What the task requires -
Retrieve all lines below that have the string "BTreeSet".

Provided records -
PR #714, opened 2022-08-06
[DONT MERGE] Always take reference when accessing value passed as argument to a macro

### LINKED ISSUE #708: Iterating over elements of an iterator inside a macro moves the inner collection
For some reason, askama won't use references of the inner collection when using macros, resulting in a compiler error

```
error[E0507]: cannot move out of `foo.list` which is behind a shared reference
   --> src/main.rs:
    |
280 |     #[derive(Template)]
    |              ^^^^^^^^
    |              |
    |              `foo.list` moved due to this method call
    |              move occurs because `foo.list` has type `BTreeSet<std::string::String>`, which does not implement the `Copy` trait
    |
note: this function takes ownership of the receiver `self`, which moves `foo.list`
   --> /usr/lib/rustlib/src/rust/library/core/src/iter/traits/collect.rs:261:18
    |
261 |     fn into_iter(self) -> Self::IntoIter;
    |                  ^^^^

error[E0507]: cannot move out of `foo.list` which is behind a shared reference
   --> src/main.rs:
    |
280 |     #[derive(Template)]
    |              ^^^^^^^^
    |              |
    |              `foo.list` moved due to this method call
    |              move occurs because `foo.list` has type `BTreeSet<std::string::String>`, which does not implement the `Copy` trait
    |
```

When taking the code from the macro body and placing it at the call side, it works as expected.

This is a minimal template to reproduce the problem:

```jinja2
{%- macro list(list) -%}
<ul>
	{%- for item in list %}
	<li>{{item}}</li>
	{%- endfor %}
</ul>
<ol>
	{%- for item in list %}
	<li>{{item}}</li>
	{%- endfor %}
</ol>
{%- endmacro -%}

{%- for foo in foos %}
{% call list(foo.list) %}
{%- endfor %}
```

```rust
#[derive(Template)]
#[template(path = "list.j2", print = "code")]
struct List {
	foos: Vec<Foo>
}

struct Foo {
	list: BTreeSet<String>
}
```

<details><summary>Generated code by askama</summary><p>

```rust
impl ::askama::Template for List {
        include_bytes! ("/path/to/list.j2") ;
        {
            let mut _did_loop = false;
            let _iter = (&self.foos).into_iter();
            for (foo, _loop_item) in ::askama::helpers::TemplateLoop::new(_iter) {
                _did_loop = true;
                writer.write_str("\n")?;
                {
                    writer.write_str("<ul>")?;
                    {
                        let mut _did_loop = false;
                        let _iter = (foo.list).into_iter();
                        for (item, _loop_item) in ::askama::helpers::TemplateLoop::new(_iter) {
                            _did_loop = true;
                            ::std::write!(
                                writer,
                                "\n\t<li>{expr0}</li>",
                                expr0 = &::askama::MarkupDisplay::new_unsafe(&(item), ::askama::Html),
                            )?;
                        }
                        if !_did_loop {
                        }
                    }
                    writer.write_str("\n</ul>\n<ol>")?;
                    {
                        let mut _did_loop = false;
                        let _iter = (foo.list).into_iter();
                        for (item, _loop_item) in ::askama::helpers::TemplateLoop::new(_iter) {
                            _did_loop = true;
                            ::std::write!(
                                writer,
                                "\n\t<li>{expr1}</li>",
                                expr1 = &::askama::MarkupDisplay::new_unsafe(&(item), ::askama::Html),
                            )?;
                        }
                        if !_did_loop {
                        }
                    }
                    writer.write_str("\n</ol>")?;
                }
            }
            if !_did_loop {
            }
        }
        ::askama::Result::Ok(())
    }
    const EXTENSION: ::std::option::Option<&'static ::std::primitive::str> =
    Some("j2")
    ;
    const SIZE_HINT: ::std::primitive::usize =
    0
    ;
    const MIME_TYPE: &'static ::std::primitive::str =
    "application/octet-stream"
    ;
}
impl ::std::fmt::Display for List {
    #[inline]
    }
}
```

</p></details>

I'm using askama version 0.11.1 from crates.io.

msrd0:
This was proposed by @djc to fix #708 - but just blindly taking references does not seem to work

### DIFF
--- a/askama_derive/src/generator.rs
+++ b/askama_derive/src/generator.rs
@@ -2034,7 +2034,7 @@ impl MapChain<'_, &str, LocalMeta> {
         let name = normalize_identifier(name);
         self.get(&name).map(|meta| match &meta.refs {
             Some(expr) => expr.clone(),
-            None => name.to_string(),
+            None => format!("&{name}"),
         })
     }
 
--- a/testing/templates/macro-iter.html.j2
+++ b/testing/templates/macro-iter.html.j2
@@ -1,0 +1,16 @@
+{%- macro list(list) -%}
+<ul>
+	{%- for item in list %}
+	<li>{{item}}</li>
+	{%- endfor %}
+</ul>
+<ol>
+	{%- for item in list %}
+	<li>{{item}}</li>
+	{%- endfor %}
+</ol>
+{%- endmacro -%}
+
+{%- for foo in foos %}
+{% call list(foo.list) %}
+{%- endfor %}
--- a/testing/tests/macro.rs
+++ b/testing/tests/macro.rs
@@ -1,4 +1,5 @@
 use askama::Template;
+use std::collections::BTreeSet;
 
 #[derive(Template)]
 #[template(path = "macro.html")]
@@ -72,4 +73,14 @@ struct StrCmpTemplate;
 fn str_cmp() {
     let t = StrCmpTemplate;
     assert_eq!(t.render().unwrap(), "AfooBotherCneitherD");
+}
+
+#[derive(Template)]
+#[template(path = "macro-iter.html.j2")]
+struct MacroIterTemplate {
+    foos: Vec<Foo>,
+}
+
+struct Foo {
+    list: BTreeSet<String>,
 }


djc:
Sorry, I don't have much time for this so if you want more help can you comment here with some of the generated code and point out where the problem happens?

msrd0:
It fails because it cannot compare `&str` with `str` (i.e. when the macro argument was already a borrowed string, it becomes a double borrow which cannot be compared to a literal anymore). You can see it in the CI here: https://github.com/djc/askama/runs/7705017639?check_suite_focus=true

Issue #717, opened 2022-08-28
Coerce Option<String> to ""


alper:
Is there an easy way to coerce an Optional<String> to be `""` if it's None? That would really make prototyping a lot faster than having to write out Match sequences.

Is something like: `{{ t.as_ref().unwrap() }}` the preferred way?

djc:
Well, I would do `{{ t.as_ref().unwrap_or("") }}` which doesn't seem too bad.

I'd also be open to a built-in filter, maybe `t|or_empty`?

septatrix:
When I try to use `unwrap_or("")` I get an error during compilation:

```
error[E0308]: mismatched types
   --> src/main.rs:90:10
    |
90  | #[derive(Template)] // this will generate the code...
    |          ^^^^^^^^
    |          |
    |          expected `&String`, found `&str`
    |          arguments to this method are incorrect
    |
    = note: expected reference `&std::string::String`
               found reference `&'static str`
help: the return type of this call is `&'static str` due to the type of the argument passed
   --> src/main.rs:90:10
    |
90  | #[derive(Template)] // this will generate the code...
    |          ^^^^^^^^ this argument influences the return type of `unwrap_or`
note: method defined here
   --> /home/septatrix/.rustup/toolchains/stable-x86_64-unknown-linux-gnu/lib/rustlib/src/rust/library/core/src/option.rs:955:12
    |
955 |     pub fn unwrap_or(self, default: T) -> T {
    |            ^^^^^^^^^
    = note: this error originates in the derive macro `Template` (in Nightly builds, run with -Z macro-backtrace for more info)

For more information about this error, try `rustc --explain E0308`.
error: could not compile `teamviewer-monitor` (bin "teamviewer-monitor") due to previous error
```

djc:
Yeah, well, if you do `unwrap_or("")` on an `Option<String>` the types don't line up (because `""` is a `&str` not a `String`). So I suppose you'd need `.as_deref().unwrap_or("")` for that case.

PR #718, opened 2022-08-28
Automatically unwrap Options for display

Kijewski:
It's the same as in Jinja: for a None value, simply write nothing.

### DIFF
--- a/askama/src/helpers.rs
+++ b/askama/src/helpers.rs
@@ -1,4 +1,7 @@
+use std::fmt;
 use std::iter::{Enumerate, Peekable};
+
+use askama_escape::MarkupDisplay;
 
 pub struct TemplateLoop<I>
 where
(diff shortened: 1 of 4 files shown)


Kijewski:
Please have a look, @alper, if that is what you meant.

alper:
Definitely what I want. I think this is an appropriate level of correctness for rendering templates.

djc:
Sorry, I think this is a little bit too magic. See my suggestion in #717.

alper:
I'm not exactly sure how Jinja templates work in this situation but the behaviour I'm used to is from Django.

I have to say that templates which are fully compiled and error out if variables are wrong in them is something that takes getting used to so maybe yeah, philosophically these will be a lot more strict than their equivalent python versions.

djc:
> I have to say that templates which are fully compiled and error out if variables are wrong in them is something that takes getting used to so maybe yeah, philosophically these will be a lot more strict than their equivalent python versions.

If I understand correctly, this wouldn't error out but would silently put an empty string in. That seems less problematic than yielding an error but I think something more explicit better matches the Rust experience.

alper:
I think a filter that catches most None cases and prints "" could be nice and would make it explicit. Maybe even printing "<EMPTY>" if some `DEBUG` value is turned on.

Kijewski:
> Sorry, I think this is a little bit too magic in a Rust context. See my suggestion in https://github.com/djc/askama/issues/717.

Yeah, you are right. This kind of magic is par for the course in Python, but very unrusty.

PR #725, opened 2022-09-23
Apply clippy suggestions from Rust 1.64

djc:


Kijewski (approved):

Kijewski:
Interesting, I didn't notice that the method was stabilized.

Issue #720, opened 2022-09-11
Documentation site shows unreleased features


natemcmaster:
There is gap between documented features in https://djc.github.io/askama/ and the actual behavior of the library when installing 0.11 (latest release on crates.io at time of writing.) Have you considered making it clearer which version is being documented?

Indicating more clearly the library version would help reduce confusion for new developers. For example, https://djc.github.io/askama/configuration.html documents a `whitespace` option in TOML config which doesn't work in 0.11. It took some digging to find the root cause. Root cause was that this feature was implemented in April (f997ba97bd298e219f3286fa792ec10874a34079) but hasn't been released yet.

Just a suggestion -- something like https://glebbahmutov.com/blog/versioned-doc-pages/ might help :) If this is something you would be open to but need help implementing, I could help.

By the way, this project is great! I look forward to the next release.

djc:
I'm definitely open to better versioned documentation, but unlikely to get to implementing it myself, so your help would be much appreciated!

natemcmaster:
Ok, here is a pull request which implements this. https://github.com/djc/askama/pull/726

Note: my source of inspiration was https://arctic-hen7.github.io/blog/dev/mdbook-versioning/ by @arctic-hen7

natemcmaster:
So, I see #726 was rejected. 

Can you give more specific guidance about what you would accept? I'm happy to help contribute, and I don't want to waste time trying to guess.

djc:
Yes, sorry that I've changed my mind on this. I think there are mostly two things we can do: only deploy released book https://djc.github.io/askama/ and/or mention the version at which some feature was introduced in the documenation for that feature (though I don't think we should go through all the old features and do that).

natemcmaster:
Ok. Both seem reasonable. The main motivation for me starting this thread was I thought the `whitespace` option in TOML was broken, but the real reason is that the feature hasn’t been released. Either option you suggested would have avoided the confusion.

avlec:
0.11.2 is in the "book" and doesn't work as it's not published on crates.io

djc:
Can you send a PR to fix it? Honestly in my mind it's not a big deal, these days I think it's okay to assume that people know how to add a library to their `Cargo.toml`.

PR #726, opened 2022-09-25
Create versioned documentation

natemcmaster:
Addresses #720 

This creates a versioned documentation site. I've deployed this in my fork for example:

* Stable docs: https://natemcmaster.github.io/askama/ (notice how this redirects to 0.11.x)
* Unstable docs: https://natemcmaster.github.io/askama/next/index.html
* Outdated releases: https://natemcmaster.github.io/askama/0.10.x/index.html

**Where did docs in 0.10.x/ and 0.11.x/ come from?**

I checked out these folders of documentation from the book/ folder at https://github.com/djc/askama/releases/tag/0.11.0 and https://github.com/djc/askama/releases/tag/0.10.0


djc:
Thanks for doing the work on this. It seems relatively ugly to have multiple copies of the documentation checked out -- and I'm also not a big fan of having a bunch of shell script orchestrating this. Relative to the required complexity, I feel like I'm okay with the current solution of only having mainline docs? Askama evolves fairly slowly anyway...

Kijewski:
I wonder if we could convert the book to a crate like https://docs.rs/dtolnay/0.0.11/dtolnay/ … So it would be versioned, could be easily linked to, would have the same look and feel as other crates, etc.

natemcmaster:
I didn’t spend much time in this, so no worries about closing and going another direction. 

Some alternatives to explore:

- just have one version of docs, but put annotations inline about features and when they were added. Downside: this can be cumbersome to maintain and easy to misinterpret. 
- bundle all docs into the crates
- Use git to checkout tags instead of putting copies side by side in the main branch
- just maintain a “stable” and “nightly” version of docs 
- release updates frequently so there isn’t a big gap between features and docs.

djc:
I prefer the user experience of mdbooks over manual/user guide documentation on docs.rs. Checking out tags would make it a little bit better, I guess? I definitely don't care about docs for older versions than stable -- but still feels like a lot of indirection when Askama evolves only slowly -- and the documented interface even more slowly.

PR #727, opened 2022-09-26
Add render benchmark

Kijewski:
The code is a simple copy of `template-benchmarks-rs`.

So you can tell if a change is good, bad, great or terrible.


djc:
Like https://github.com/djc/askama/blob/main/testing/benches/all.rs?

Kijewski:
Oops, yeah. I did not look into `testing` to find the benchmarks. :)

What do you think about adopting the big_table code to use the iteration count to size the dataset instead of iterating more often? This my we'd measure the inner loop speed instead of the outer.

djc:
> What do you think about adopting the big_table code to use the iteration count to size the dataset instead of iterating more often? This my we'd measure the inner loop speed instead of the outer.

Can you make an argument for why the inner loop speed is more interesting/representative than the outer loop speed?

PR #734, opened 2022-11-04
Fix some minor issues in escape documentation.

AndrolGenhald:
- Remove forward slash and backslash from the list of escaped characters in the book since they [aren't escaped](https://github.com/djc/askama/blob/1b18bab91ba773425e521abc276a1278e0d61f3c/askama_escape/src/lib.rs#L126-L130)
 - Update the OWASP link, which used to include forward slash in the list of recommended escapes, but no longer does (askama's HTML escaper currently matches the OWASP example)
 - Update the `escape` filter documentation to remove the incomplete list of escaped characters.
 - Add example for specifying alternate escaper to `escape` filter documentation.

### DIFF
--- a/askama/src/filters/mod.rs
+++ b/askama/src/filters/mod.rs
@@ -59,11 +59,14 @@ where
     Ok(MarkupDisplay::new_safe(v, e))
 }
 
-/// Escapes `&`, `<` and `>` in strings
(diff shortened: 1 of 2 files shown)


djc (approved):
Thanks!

==

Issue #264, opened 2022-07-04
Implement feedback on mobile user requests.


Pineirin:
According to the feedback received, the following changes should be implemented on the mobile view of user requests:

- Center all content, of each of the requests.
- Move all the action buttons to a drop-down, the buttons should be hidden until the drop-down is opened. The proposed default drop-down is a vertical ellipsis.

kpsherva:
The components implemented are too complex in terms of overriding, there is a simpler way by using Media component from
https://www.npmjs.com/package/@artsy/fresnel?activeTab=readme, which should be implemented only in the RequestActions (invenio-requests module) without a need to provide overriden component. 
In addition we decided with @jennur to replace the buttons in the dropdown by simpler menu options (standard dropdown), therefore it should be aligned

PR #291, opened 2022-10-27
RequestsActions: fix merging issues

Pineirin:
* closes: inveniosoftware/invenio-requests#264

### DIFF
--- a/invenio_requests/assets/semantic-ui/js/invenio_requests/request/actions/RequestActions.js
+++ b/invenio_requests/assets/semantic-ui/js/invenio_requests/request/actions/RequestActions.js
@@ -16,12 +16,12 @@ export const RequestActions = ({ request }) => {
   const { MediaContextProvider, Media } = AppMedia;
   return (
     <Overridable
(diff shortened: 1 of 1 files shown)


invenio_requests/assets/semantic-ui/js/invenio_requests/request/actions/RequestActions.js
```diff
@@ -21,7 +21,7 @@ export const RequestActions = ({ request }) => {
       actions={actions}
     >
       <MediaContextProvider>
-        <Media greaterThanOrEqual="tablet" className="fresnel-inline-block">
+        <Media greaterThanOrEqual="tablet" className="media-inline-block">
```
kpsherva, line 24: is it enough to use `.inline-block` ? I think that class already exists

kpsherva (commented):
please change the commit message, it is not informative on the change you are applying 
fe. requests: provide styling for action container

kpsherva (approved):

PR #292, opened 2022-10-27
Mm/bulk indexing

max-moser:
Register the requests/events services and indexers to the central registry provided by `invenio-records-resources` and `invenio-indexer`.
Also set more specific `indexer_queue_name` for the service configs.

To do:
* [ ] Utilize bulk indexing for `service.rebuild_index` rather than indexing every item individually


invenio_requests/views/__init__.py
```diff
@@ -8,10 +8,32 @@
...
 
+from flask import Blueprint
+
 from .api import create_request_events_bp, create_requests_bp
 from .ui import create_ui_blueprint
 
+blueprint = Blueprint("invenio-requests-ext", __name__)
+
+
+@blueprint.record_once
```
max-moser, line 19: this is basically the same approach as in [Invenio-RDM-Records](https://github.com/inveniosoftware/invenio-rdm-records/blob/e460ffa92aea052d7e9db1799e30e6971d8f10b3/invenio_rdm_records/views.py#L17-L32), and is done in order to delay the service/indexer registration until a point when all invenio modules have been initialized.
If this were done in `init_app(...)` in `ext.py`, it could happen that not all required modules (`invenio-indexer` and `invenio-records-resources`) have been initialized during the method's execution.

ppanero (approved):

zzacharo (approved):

Output -
    |              move occurs because `foo.list` has type `BTreeSet<std::string::String>`, which does not implement the `Copy` trait
    |              move occurs because `foo.list` has type `BTreeSet<std::string::String>`, which does not implement the `Copy` trait
	list: BTreeSet<String>
+use std::collections::BTreeSet;
+    list: BTreeSet<String>,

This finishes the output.